- [What you have to do]
The required result is every line of the records that includes "implementors".
───── Data for the task
PR #859, opened 2026-02-17
Add gsSubdivisionScheme and two example implementors

Linus-Mussmaecher:
NEW: An abstract class `gsSubdivisionScheme` that provides a common interface for different subdivision schemes.
NEW: A concrete class `gsCatmullClark` that implements `gsSubdivisionScheme` and contains the Catmull-Clark-Subdivision.
NEW: A concrete class `gsDooSabin` that implements `gsSubdivisionScheme` and contains the Doo-Sabin-Subdivision.
NEW: An example `subdivisionSurfaces_example` that shows how to use these new classes.

The code in the header class is extensively documented via Doxygen.
The code in the implementors is directly taken from @filiatra 's `gsSubdivScheme`.

TODO: Review & test the copied code.
TODO: Implement the `check_mesh` function for the subdivision schemes (optional).
TODO: Move the other subdivision schemes from `gsSubdivScheme` over to new classes implementing `gsSubdivisionScheme`.
TODO: Delete the old class `gsSubdivScheme` and its example `subdivSurfaces_example`.


examples/subdivisionSurfaces_example.cpp
```diff
@@ -0,0 +1,72 @@
...
+    // TODO: Fit other schemes into this class hierarchy and implement the example properly.
+    gsSubdivisionScheme* scheme;
+
+    if (scheme_name == "Catmull-Clark"){
+            scheme = new gsCatmullClark();
+    } else if (scheme_name == "Doo-Sabin"){
+            scheme = new gsDooSabin();
+    } else {
+            scheme = new gsCatmullClark();
+    }
```
hverhelst: Another formatting thing (which is not changed automatically) is that we usually (not strictly) open and close curly brackets on a new line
──────────
- [Problem solution]
Add gsSubdivisionScheme and two example implementors
The code in the implementors is directly taken from @filiatra 's `gsSubdivScheme`.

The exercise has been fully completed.